South Africa’s Constitution makes a direct promise to every citizen. Section 205 sets out the mandate plainly: prevent and combat crime, maintain public order, protect people and property, uphold the law. The distance between those words and what a person actually experiences walking into a police station is where the real question lives.
The Madlanga Commission, established in July 2025 to investigate allegations of criminality, political interference and corruption in the criminal justice system, has built a public record of institutional failure. Interim reports have been delivered. Evidence continues to be heard. The commission has received extensions to complete its work across its full terms of reference. Current reporting has examined alleged criminal-syndicate infiltration, institutional corruption and collusion involving SAPS and metro police departments. Government has linked the commission’s recommendations to broader police reform, announcing measures including an advisory panel, renewed vetting, lifestyle audits for senior officials and dedicated investigations into referrals from the hearings.
Additional reference context is available at https://www.enca.com/sa-explained-can-south-africa-trust-system-again-13-july-2026.

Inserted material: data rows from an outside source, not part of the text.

PR #452, opened 2021-01-25
Implement the fetch authorization information rest endpoint and model

FasterSpeeding:
### Summary
Implement the fetch authorization information rest endpoint and model

### Checklist

### DIFF
--- a/hikari/impl/entity_factory.py
+++ b/hikari/impl/entity_factory.py
@@ -307,13 +307,36 @@ class EntityFactoryImpl(entity_factory.EntityFactory):
             owner=self.deserialize_user(payload["owner"]),
             rpc_origins=payload["rpc_origins"] if "rpc_origins" in payload else None,
             summary=payload["summary"],
-            verify_key=bytes(payload["verify_key"], "utf-8") if "verify_key" in payload else None,
+            verify_key=bytes.fromhex(payload["verify_key"]) if "verify_key" in payload else None,
             icon_hash=payload.get("icon"),
             team=team,
             guild_id=snowflakes.Snowflake(payload["guild_id"]) if "guild_id" in payload else None,
             primary_sku_id=primary_sku_id,
             slug=payload.get("slug"),
             cover_image_hash=payload.get("cover_image"),
+        )
+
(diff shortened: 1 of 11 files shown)


hikari/impl/entity_factory.py
```diff
@@ -299,7 +299,7 @@ def deserialize_application(self, payload: data_binding.JSONObject) -> applicati
             owner=self.deserialize_user(payload["owner"]),
             rpc_origins=payload["rpc_origins"] if "rpc_origins" in payload else None,
             summary=payload["summary"],
-            verify_key=bytes(payload["verify_key"], "utf-8") if "verify_key" in payload else None,
+            verify_key=bytes.fromhex(payload["verify_key"]) if "verify_key" in payload else None,
```
davfsa, line 302: Don't really understand this change

FasterSpeeding: why not? It wasn't handling it properly before

davfsa: Actually, checking in the docs, this should just be a string :thinking:

FasterSpeeding: Except the docs state in the section for this object that this is base64 (which is wrong) encoded bytes and in other places state that it should be handled as hexed bytes

davfsa (dismissed):

hikari/impl/entity_factory.py
FasterSpeeding: btw this field is also known as the application's public key and it might be worth renaming it since erm it's only ever called verify key here

davfsa: Hmmm, docs are weird for this, so ima just trust you on this one. As per the rename, sure, go for it.

davfsa (approved):

hikari/impl/entity_factory.py
FasterSpeeding: Just renamed it to "public_key" and fixed our docs ~~which were also wrong cause copied from discord's docs~~

davfsa (approved):

davfsa (approved):

PR #455, opened 2021-01-26
Add entities and rest endpoints for guild member screening

### LINKED ISSUE #409: Implement new member verification gate endpoints
https://github.com/discord/discord-api-docs/pull/2396

FasterSpeeding:
### Summary
Add entities and rest endpoints for guild member screening

### Checklist

### Related issues

Closes #409

### DIFF
--- a/hikari/api/rest.py
+++ b/hikari/api/rest.py
@@ -5048,6 +5048,107 @@ class RESTClient(traits.NetworkSettingsAware, abc.ABC):
         """
 
     @abc.abstractmethod
+    async def fetch_guild_membership_gate(
+        self, guild: snowflakes.SnowflakeishOr[guilds.PartialGuild]
+    ) -> guilds.MembershipGate:
+        """Fetch a guild's membership verification gate screen.
+
+        Parameters
+        ----------
+        guild : hikari.snowflakes.SnowflakeishOr[hikari.guilds.PartialGuild]
+            Object or ID of the guild to fetch the member verification screen for
+
+        Returns
+        -------
+        hikari.guilds.MembershipGate
+            The requested membership verification gate screen.
+
+        Raises
+        ------
+        hikari.errors.ForbiddenError
+            If you are not part of the guild or if you are missing the
+            "MANAGE_GUILD" permission or if the guild does not have access to the
+            feature (is not a community guild).
+        hikari.errors.NotFoundError
+            If the guild is not found.
+        hikari.errors.UnauthorizedError
+            If you are unauthorized to make the request (invalid/missing token).
+        hikari.errors.RateLimitTooLongError
+            Raised in the event that a rate limit occurs that is
+            longer than `max_rate_limit` when making a request.
+        hikari.errors.RateLimitedError
+            Usually, Hikari will handle and retry on hitting
+            rate-limits automatically. This includes most bucket-specific
+            rate-limits and global rate-limits. In some rare edge cases,
+            however, Discord implements other undocumented rules for
+            rate-limiting, such as limits per attribute. These cannot be
+            detected or handled normally by Hikari due to their undocumented
+            nature, and will trigger this exception if they occur.
+        hikari.errors.InternalServerError
+            If an internal error occurs on Discord while handling the request.
+        """
+
+    @abc.abstractmethod
+    async def edit_guild_membership_gate(
+        self,
+        guild: snowflakes.SnowflakeishOr[guilds.PartialGuild],
+        *,
+        description: undefined.UndefinedNoneOr[str] = undefined.UNDEFINED,
+        enabled: undefined.UndefinedOr[bool] = undefined.UNDEFINED,
+        fields: undefined.UndefinedOr[typing.Sequence[guilds.MembershipGateField]] = undefined.UNDEFINED,
+    ) -> guilds.MembershipGate:
+        """Edit the verification gate screen of a community guild.
+
+        Parameters
+        ----------
+        guild : hikari.snowflakes.SnowflakeishOr[hikari.guilds.PartialGuild]
+            ID or object of the guild to edit the welcome screen for.
+
+        Other Parameters
+        ----------------
+        description : hikari.undefined.UndefinedNoneOr[builtins.str]
+            The new description to set. This may be passed as `builtins.None` to
+            remove the set description or left as `hikari.undefined.UNDEFINED`
+            to leave the description unchanged.
+        enabled : hikari.undefined.UndefinedOr[builtins.bool]
+            Whether the member screening feature should be enabled or not.
+            Leave as `hikari.undefined.UNDEFINED` to leave unchanged.
+        fields : hikari.undefined.UndefinedOr[typing.Sequence[hikari.guilds.MembershipGateField]]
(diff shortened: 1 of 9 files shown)


hikari/api/rest.py
```diff
@@ -5047,6 +5047,107 @@ async def edit_welcome_screen(
...
+            feature (is not a community guild).
+        hikari.errors.NotFoundError
+            If the guild is not found.
+        hikari.errors.UnauthorizedError
+            If you are unauthorized to make the request (invalid/missing token).
+        hikari.errors.RateLimitTooLongError
+            Raised in the event that a rate limit occurs that is
+            longer than `max_rate_limit` when making a request.
+        hikari.errors.RateLimitedError
+            Usually, Hikari will handle and retry on hitting
```
A5rocks, line 5080: is hikari canonically lower or uppercase? (the readme has lowercase hikari)

hikari/api/rest.py
```diff
@@ -5047,6 +5047,107 @@ async def edit_welcome_screen(
...
+
+        Other Parameters
+        ----------------
+        description : hikari.undefined.UndefinedNoneOr[builtins.str]
+            The new description to set. This may be passed as `builtins.None` to
+            remove the set description or left as `hikari.undefined.UNDEFINED`
+            to leave the description unchanged.
+        enabled : hikari.undefined.UndefinedOr[builtins.bool]
+            Whether the member screening feature should be enabled or not.
+            Leave as `hikari.undefined.UNDEFINED` to leave unchanged.
```
A5rocks, line 5115: Should this "leave as default to leave it unchanged" be moved to the description? (also, 2 different styles here... gah... "leave as ..." and "left as ...")

hikari/api/rest.py
```diff
@@ -5047,6 +5047,107 @@ async def edit_welcome_screen(
...
+            screening feature.
+        hikari.errors.NotFoundError
+            If the guild is not found.
+        hikari.errors.UnauthorizedError
+            If you are unauthorized to make the request (invalid/missing token).
+        hikari.errors.RateLimitTooLongError
+            Raised in the event that a rate limit occurs that is
+            longer than `max_rate_limit` when making a request.
+        hikari.errors.RateLimitedError
+            Usually, Hikari will handle and retry on hitting
```
A5rocks, line 5140: again... lowercase or uppercase hikari (I sure hope it isn't alternating everywhere -- if it is feel free to leave this as is and I'll just make an issue).

hikari/impl/entity_factory.py
```diff
@@ -1055,6 +1055,27 @@ def deserialize_member(
...
+        fields: typing.List[guild_models.MembershipGateField] = []
+        for field_payload in payload["form_fields"]:
+            fields.append(
+                guild_models.MembershipGateField(
+                    type=guild_models.VerificationGateFieldType(field_payload["field_type"]),
+                    label=field_payload["label"],
+                    values=field_payload["values"] if "values" in field_payload else [],
+                    is_required=field_payload["required"],
+                )
+            )
```
A5rocks, line 1068: shouldn't this be a list comprehension?

hikari/impl/rest.py
```diff
@@ -2425,6 +2425,42 @@ async def edit_welcome_screen(
...
+    async def fetch_guild_membership_gate(
+        self, guild: snowflakes.SnowflakeishOr[guilds.PartialGuild]
+    ) -> guilds.MembershipGate:
+        route = routes.GET_GUILD_MEMBER_VERIFICATION.compile(guild=guild)
+        response = await self._request(route)
+
+        # If the member screen of a guild has never been set
+        # then Discord will respond with a 204 (no content).
+        if not response:
+            return guilds.MembershipGate(description=None, fields=[], updated_at=None)
```
A5rocks, line 2437: Should this maybe return a `None` since there's no member screen? ... Unless I'm misinterpreting the comment, that is.

A5rocks (commented):
Dunno, looks good to me for the most part but IDK hikari...

hikari/api/rest.py
FasterSpeeding: It should always be upper case in docs and comments since it's a name (same would apply to stuff like Discord but we're not as consistent with that one lol)

hikari/impl/rest.py
FasterSpeeding: We'd never return a None in REST for a GET request cause that's what NotFoundError but even then for this endpoint that only applies to if the guild existed or not. Regardless of whether this is enabled or not as long as the guild exists this entity should also exist just Discord rather than having a special case which handles when it's never been set and makes sure the returned data fits their defined model for the endpoint (as opposed to idk just returning the empty string they fetched from a database) they instead seem to just return nothing which is undocumented behaviour and inconsistent.

hikari/impl/entity_factory.py
FasterSpeeding: This is a bit of an unspoken style thing we've been semi-following here but we've been avoiding list comprehensions that cover more than a couple of lines at mostly cause that can lead to messy looking code

hikari/impl/rest.py
```diff
@@ -2425,6 +2425,42 @@ async def edit_welcome_screen(
...
         return self._entity_factory.deserialize_welcome_screen(response)
 
+    async def fetch_guild_membership_gate(
+        self, guild: snowflakes.SnowflakeishOr[guilds.PartialGuild]
+    ) -> guilds.MembershipGate:
+        route = routes.GET_GUILD_MEMBER_VERIFICATION.compile(guild=guild)
+        response = await self._request(route)
+
+        # If the member screen of a guild has never been set
+        # then Discord will respond with a 204 (no content).
```
davfsa, line 2435: Hopefully we can remove this in the future. https://github.com/discord/discord-api-docs/issues/2530

tests/hikari/impl/test_entity_factory.py
```diff
@@ -1635,6 +1635,52 @@ def test_deserialize_member_with_passed_through_user_object_and_guild_id(self, e
...
+
+        assert len(screen.fields) == 2
+        # MemberScreenField
+        field = screen.fields[0]
+        assert field.type is guild_models.VerificationGateFieldType.SERVER_RULES
+        assert field.label == "Read and agree to the server rules"
+        assert field.values == ["Be treated.", "Go Spam DM this guild's users."]
+        assert field.is_required is True
+        assert isinstance(field, guild_models.MembershipGateField)
+        assert screen.fields[1].values == []
```
davfsa, line 1667: Should also be checking that the second field is what you expect

FasterSpeeding: the 2nd field only exists to cover the case of fields being null

davfsa (approved):

tests/hikari/impl/test_entity_factory.py
davfsa: We should still be testing all of the values

FasterSpeeding: Even though those cases are already covered?

davfsa: Just to make sure it acts the same way as we expect it to

PR #456, opened 2021-01-26
Fix permissions being mishandled in audit logs and incorrect change keys

FasterSpeeding:
### Summary
Fix permissions being mishandled in audit logs and incorrect change keys
* Added some debug logging to the entity factory
* Fix the value type on enums.Flag to be specifically int

### Checklist


hikari/impl/entity_factory.py
```diff
@@ -402,15 +410,19 @@ def deserialize_audit_log(self, payload: data_binding.JSONObject) -> audit_log_m
...
                     new_value: typing.Any = change_payload.get("new_value")
                     old_value: typing.Any = change_payload.get("old_value")
                     if value_converter := self._audit_log_entry_converters.get(key):
                         new_value = value_converter(new_value) if new_value is not None else None
                         old_value = value_converter(old_value) if old_value is not None else None
 
+                    elif __debug__ and not isinstance(key, audit_log_models.AuditLogChangeKey):
+                        _LOGGER.debug("Unknown audit log change key found %r", key)
+
                     changes.append(audit_log_models.AuditLogChange(key=key, new_value=new_value, old_value=old_value))
```
A5rocks, line 426: uh... doesn't this break type safety? `key` is not guaranteed to be a `AuditLogChangeKey`... (Or at least, you say it might be by putting that `if` statement above. Not sure of the context here).

hikari/impl/entity_factory.py
```diff
@@ -402,15 +410,19 @@ def deserialize_audit_log(self, payload: data_binding.JSONObject) -> audit_log_m
...
+                    )
 
                     new_value: typing.Any = change_payload.get("new_value")
                     old_value: typing.Any = change_payload.get("old_value")
                     if value_converter := self._audit_log_entry_converters.get(key):
                         new_value = value_converter(new_value) if new_value is not None else None
                         old_value = value_converter(old_value) if old_value is not None else None
 
+                    elif __debug__ and not isinstance(key, audit_log_models.AuditLogChangeKey):
+                        _LOGGER.debug("Unknown audit log change key found %r", key)
```
A5rocks, line 424: Also, I think discord sending invalid data should probably be an `info` or so, so that you don't have to be debugging something to complain to discord and get it fixed for everyone... Dunno logging conventions though.

A5rocks (commented):
Also, the `str` on line 65 of `audit_logs.py` is extra (though it's probably there to be extra explicit).

Otherwise, two questions that are probably just me missing context for this bit of code.

hikari/impl/entity_factory.py
FasterSpeeding: key is typed as being a Union of AuditLogChangeKey or str on AuditLogChange inline with how we type other attributes which are typed as enum values

hikari/impl/entity_factory.py
FasterSpeeding: This is less invalid data and more just data we haven't implemented the handling for yet which in other places is kept at debug log level right now

davfsa (approved):

PR #461, opened 2021-01-28
Remove partial implementation from GuildBuilder ABC

FasterSpeeding:
### Summary
Remove partial implementation from GuildBuilder ABC
* replace attrs instance variables with settable abstract proprties

### Checklist

### DIFF
--- a/hikari/impl/special_endpoints.py
+++ b/hikari/impl/special_endpoints.py
@@ -58,6 +58,7 @@ if typing.TYPE_CHECKING:
     from hikari import messages
     from hikari import permissions as permissions_
     from hikari import users
+    from hikari import voices
     from hikari.api import entity_factory as entity_factory_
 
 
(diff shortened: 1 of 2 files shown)


hikari/impl/special_endpoints.py
```diff
@@ -218,6 +220,19 @@ class GuildBuilder(special_endpoints.GuildBuilder):
...
+    )
+    explicit_content_filter_level: undefined.UndefinedOr[guilds.GuildExplicitContentFilterLevel] = attr.ib(
+        default=undefined.UNDEFINED
+    )
+    icon: undefined.UndefinedOr[files.Resourceish] = attr.ib(default=undefined.UNDEFINED)
+    region: undefined.UndefinedOr[voices.VoiceRegionish] = attr.ib(default=undefined.UNDEFINED)
+    verification_level: undefined.UndefinedOr[typing.Union[guilds.GuildVerificationLevel, int]] = attr.ib(
+        default=undefined.UNDEFINED
+    )
+
```
davfsa, line 235: These should go first

davfsa (changes requested):

hikari/impl/special_endpoints.py
FasterSpeeding: Shouldn't they go after the required arguments rather than before?

davfsa: You fixed it already. I meant that they should go before the non-arguments

davfsa (approved):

Exposure, though, is not the same as repair.
A televised hearing cannot make a dismissive officer take a domestic-violence complaint seriously. A report cannot arrest someone. A recommendation cannot protect a source by itself. Institutions change only when findings become consequences: resources, appointments, procedures and different behaviour.
One of the most corrosive themes running through the commission’s work is not simply corruption involving money. It is the alleged trading of information. Police documents and case details appear to move beyond the people authorised to handle them, used as a form of access, leverage or favour. That kind of failure cuts in multiple directions. It can expose a complainant. It can compromise an investigation. It can place a witness or source at risk. It can allow the subject of an investigation to move before law enforcement does. It can also destroy trust inside the institution, because honest officers no longer know who has seen what they submitted. Recent reporting has tracked allegations involving classified or police intelligence being leaked, shared or weaponised within the wider commission and parliamentary processes. These remain allegations being examined through formal proceedings, but the public consequence is already visible: every leak makes the system appear less able to protect the information entrusted to it.
Meanwhile, the real test of police reform happens after the cameras leave.
Trust is not restored in a commission room where witnesses take an oath and documents appear on screens. Trust is tested later, somewhere quieter. At a police-station counter. At the moment a frightened complainant asks to open a case. When an officer must decide whether sensitive information stays protected. When an honest junior employee receives an instruction that should never have been given. When a victim waits to find out whether the institution remembers them after the headline has moved on.
A reformed police service will not only look different in a final report. It will feel different to the woman reporting abuse, the family searching for answers, the officer resisting an unlawful instruction and the journalist protecting a source. That difference will show in whether complaints are recorded, whether evidence remains secure, whether appointments reward competence rather than proximity, whether procurement systems resist capture and whether senior leaders are held to the same standard as junior officers.
The Madlanga Commission can map relationships and identify failures. It can recommend investigations, disciplinary action and structural change. It cannot personally rebuild every damaged interaction between SAPS and the public. That work belongs to the institution after the hearings end.
The real measure of the commission will therefore not be the number of explosive headlines it produces. It will be whether South Africans eventually stop asking the question at the centre of this moment: how do we go back to trusting that system?